Physical circuits are constructed of real, physical devices. They can be inspected, tested, and modified. They consume electric power when energized, and they can function properly and do some meaningful work, or they can malfunction and create serious hazards to health and property. Even small circuits that are quickly and easily constructed still take time and money to build, and they can take a very long time to perfect.

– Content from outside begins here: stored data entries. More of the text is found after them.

PR #70833, opened 2026-07-31
Fix Dag run duration stats crash on PostgreSQL 14+

pierrejeambrun:
The Dag run duration-stats endpoint crashes with a `TypeError` on PostgreSQL 14 and newer.

PostgreSQL 14 changed `EXTRACT(epoch FROM ...)` to return `numeric` instead of `double precision`, so `DagRun.duration` is hydrated as `decimal.Decimal` on Postgres 14+. The percentile interpolation in `compute_duration_stats` multiplies that value by a `float`, which Python disallows for `Decimal` (`unsupported operand type(s) for *: 'decimal.Decimal' and 'float'`), so the endpoint 500s for any Dag that has completed runs.

Coercing the durations to `float` up front keeps the computation backend-agnostic (Postgres `Decimal`, MySQL `int`, SQLite `float`). Adds a parametrized unit test that reproduces the crash with `Decimal` inputs and passes with the fix.

---

### DIFF
--- a/airflow-core/src/airflow/api_fastapi/core_api/services/ui/dag_run.py
+++ b/airflow-core/src/airflow/api_fastapi/core_api/services/ui/dag_run.py
@@ -35,7 +35,9 @@ def compute_duration_stats(durations: list[float]) -> DurationStats | None:
     if not durations:
         return None
 
-    sorted_d = sorted(durations)
+    # On Postgres 14+, DagRun.duration comes back as Decimal (EXTRACT(epoch ...) returns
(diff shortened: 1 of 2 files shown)


pierrejeambrun:
Screenshot 2026-07-31 at 15 58 44

pierrejeambrun:
Screenshot 2026-07-31 at 15 59 55

vatsrahul1001 (approved):

vatsrahul1001:
LGTM, verified on my end as well

PR #70835, opened 2026-07-31
Prepare Cloud Batch jobs before template rendering

shivaam:
Airflow replaces Jinja templates after an operator is created. Previously, this
operator converted protobuf jobs into dictionaries while it was being created,
which was too early.

The conversion is still needed because Airflow can only find and replace
templates inside nested job fields after the job becomes a dictionary.

This change moves the conversion to `prepare_template()`. The operator now
keeps the original job during construction and converts it immediately before
Airflow processes its templates. It also removes the operator from the
`validate-operators-init` exemption list.

Testing:

- 15 focused Google provider tests passed.
- All applicable prek hooks passed.
- A real Google Cloud Batch operator smoke test succeeded and Cloud Logging
  confirmed the rendered nested command; test resources were deleted.

Related: #70296

---

- [X] Yes — OpenAI Codex


eladkal (approved):

potiuk (approved):

potiuk (approved):
LGTM. The serialization test is the part that makes this convincing — `test_protobuf_job_is_prepared_before_serialization` round-trips through `DagSerialization.deserialize_dag()` and asserts the serialized task carries a dict with `{{ ds }}` still unrendered. That is exactly the question moving work into `prepare_template()` raises: it runs at parse time, so it only helps if the normalized value is what gets serialized to the worker. This proves it does.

Engineers learned long ago that prior to building even the simplest circuit a document showing all pertinent construction details is indispensable. Serving much the same purpose as blueprints for a building, a circuit schematic shows all devices in the circuit, and all signal and power connections between the devices. A schematic can be sketched, analyzed, debated, re-sketched, and iterated as many times as needed before the more cost and time intensive task of building a real circuit begins. Once computers became available, it didn’t take engineers long to realize that if a circuit schematic could be “captured” in a computer program, it could be simulated to any degree of accuracy before it was constructed. And indeed, it could well be argued that circuit simulators represent the most useful and powerful application of computers that has ever been found.

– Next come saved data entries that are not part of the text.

PR #70993, opened 2026-08-03
Warn on suspicious Dag and task IDs at TS SDK build time

Andrushika:
## Why

ts-sdk has validated Dag and task IDs by throwing at registration since #69400. The review in #69965 settled on best-effort build time warnings for all SDKs instead, so a stale client-side rule cannot block packing or task runs.

## What

`airflow-ts-pack` now warns on invalid IDs (over 250 chars, bad characters, `..`) during build time, and still packs. 
The task registry keeps only the non-empty check. ID length is counted in code points now, since `.length` counts astral characters twice.

related: #69400, #69965, #69937

---

### DIFF
--- a/ts-sdk/src/cli/pack.ts
+++ b/ts-sdk/src/cli/pack.ts
@@ -194,7 +194,7 @@ function isBundleManifest(value: unknown): value is BundleManifest {
 }
 
 function isTaskIdList(value: unknown): value is string[] {
-  return Array.isArray(value) && value.every((item) => typeof item === "string");
+  return Array.isArray(value) && value.every((item) => typeof item === "string" && item.length > 0);
 }
 
 // esbuild keeps an entry hashbang as line 1, where the metadata comment must go;
--- a/ts-sdk/src/cli/pack.ts
+++ b/ts-sdk/src/cli/pack.ts
@@ -21,9 +21,9 @@
 // artifact NodeCoordinator consumes — `bundle.mjs` with the airflow
 // metadata embedded as a leading `//# airflowMetadata=<base64>` comment.
 //
-// Mirrors airflow-go-pack: build first, then run the built bundle with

Nearly all physical circuits start out as models on a computer, defined in a Computer Aided Design (or CAD) tool. By constructing a computer-based model, engineers can quickly and easily study all aspects of a given circuit before building it, saving countless hours and expenses. But it is important to always bear in mind that a circuit model is not a real circuit; it is only a model, a “what if”, and the model is only as good as the assumptions used by the programmers who wrote the CAD tool. Modern circuit models use one of two definitional forms: schematics, or pictorial representations of circuit devices and interconnecting wires; and hardware definition languages (HDL), or text-based descriptions of devices and interconnecting wires. Both forms will be examined in later projects.

## Digital Circuits

A digital circuit is constructed of a power supply, devices, and conduction nets. Some nets provide circuit inputs from the “outside world”; in a schematic, these input nets are generally shown entering the left side of component and/or the overall circuit. Other nets present circuit outputs to the outside world; these nets are generally shown exiting the schematic on the right. In the sample schematic in Fig. 2 below, circuit components are shown as arbitrary shapes, nets are shown as lines, and inputs and outputs are denoted by connector symbols.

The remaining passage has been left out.